= Signal Transfer Point =

Telecommunications router that relays SS7 messages

SS7 network structure

A Signal Transfer Point (STP) is a node in an SS7 network that routes signaling messages based on their destination point code in the SS7 network. It works as a router that relays Signalling System No. 7 (SS7) messages between signaling end-points (SEPs) and other signaling transfer points (STPs). Typical SEPs include service switching points (SSPs) and service control points (SCPs). The STP is connected to adjacent SEPs and STPs via signaling links. Based on the address fields of the SS7 messages, the STP routes the messages to the appropriate outgoing signaling link. Edge STPs can also route based upon message body content using deep packet inspection techniques, and can provide address translations and screen content to limit the transfer of messages with dubious content or sent from unreliable sources. To meet stringent reliability requirements, STPs are typically provisioned in mated pairs.

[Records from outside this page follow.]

PR #502, opened 2026-08-10
Fix Round 28: answers that quietly stand in for the question asked

gasvn:
Four tools returned a well-formed, confident response to a question the caller did not ask, with nothing in the payload to reveal the substitution. All four were reproduced live via the CLI before any code was written, and each root cause was confirmed against the upstream API rather than inferred.

## 1. `PubMed_search_articles` — a phrase that matched nothing was silently dropped

```
tu run PubMed_search_articles '{"query":"\"JAK2 V617F thrombosis unicornwombatxyz\"","limit":3}'
tu run PubMed_search_articles '{"query":"JAK2 V617F thrombosis","limit":3}'
```
Both returned `total: 540` and the identical top three PMIDs. The token `unicornwombatxyz` appears in no indexed article and had zero effect.

NCBI esearch drops quoted phrases it cannot match, answers a broader query, and reports exactly that in `esearchresult.warninglist` (`quotedphrasesnotfound`, `phrasesignored`) plus `querytranslation`. The tool read only `idlist` and `count`, so the disclosure never reached the caller.

Now propagated into `metadata` at both search return points. Additive only — queries NCBI does not warn about keep their existing metadata shape byte for byte.

## 2. BV-BRC — a page of rows reported as the complete match set

`metadata.total_results` was `len(results)`, so it always equalled the requested `limit`:
```
tu run BVBRC_search_genome_features '{"gene":"blaOXA-48","limit":3}'   # total_results: 3
tu run BVBRC_search_genome_features '{"gene":"blaOXA-48","limit":10}'  # total_results: 10
```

These 'routers' are connected just by signaling links; they do not have users attached (where a user could be a mobile station (MS), a PSTN user in case of a public terrestrial network, or a piece of terminal equipment at the end of an ISDN B channel). SEPs send signaling messages to other SEPs, but the messages are normally routed via the SEP's adjacent STPs. An STP's main function is to identify the best path for two SEPs to communicate. A typical application would be for two SEPs to agree on the use of a shared data path (e.g., using ISUP to initiate a voice call between a user on one SEP and a user on the second SEP). In this way, STPs route signaling messages (for starting, maintaining or finishing any kind of calls originated by the SEPs' attached users) while avoiding disabled intermediary STPs.

A signaling message typically never goes directly from a given SEP to the destination SEP: the message would normally have to pass through the initiating SEP's adjacent STP so that it can be routed to the destination SEP. In some applications, however, SEPs might be directly connected with signaling links; this would typically be done to enhance robustness or performance between two critical SEPs. Such mesh network configurations are also common in Europe, where STPs have not found widespread deployment.

In some cases, signaling messages can be originated by the STP to learn about the state of the signaling network. Some examples include:
- an STP may send route set test messages to probe the availability of a particular SEP;
- it may send low-level MTP messages to an adjacent signaling point to check the Bit Error Rate (BER) on a particular signaling link; or
- it may let other adjacent signaling points know that it is going out of service; in this way, the adjacent signaling points will try to avoid this OOS STP.

A given piece of equipment can implement both SEP and STP functionality. This is commonly done in some SSPs. This is also seen in Signaling Gateways that also have Application Server (AS) functionality as defined by the IETF.

Some UMTS number portability solutions are implemented in STPs. In UMTS, the STP provides Global Title Translation (GTT), which may be used to route queries from a gateway MSC (GMSC) to the HLR. Note that for every call to an MS, the call is first routed to the MS's Gateway MSC.